DATA PROVIDED below:

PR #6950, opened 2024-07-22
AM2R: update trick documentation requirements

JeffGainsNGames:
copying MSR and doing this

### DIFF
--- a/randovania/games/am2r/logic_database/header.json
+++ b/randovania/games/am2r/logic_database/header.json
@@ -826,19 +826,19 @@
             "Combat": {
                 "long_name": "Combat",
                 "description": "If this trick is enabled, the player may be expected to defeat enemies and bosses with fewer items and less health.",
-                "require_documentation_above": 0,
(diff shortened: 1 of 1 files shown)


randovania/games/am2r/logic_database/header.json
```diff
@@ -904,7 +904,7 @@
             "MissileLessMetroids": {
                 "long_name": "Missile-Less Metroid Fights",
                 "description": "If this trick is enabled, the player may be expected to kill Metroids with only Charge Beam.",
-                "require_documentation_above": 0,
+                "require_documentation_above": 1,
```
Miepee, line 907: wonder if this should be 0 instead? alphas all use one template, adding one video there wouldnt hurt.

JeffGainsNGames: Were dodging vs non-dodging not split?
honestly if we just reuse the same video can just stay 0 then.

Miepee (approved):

End of DATA PROVIDED.

ASSIGNED TASK | What you copy out must be exactly the lines from the line containing "Miepee, line 907: wonder" through the end of the records.

ANSWER SPACE |
Miepee, line 907: wonder if this should be 0 instead? alphas all use one template, adding one video there wouldnt hurt.

JeffGainsNGames: Were dodging vs non-dodging not split?
honestly if we just reuse the same video can just stay 0 then.

Miepee (approved):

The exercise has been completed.